The problem of bogus doctors is such that the Economic and Social Research Council funded Dr Harry Collins, professor of sociology at Southampton University, and a colleague Dr Joanne Hartland to study 100 cases of such personation. "Hardly any were caught because of deficiencies in their medical practice," says Dr Collins. "They were caught shoplifting or making an administrative mistake which caused people to look again at their CV.

"We found that people do not expect you to be anything other than what you say. If you do anything which is inconsistent, colleagues will 'repair' for you - justifying your deficiencies by saying that you were trained in another part of the world or whatever. Also once you are accepted you are given on-the-job training as a matter of course. It's much easier to bluff your way into most professions than people assume, though it's also probably much less damaging."

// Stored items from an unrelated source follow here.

PR #9991, opened 2024-01-25
Add Deepseek-6.7B

Zhangky11:
## Description
Add Deepseek-6.7B CPU and GPU examples


Oscilloscope98:

Zhangky11:
I've updated README file and finished verifications on windows GPU.

Zhangky11:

Yet how can society operate except on trust, asks Dr Dolan. "It is not feasible to check everything. Anyway most people have different personas - at work, at home, in the pub, at a party. It's how we express the different facets of our character. We keep our roles - as a father, as a businessman - quite distinct and are comforted by our success in doing so."

But then should you believe any of this expert opinion? "It might be," warns Professor Collins, "that I'm only pretending to be a sociologist."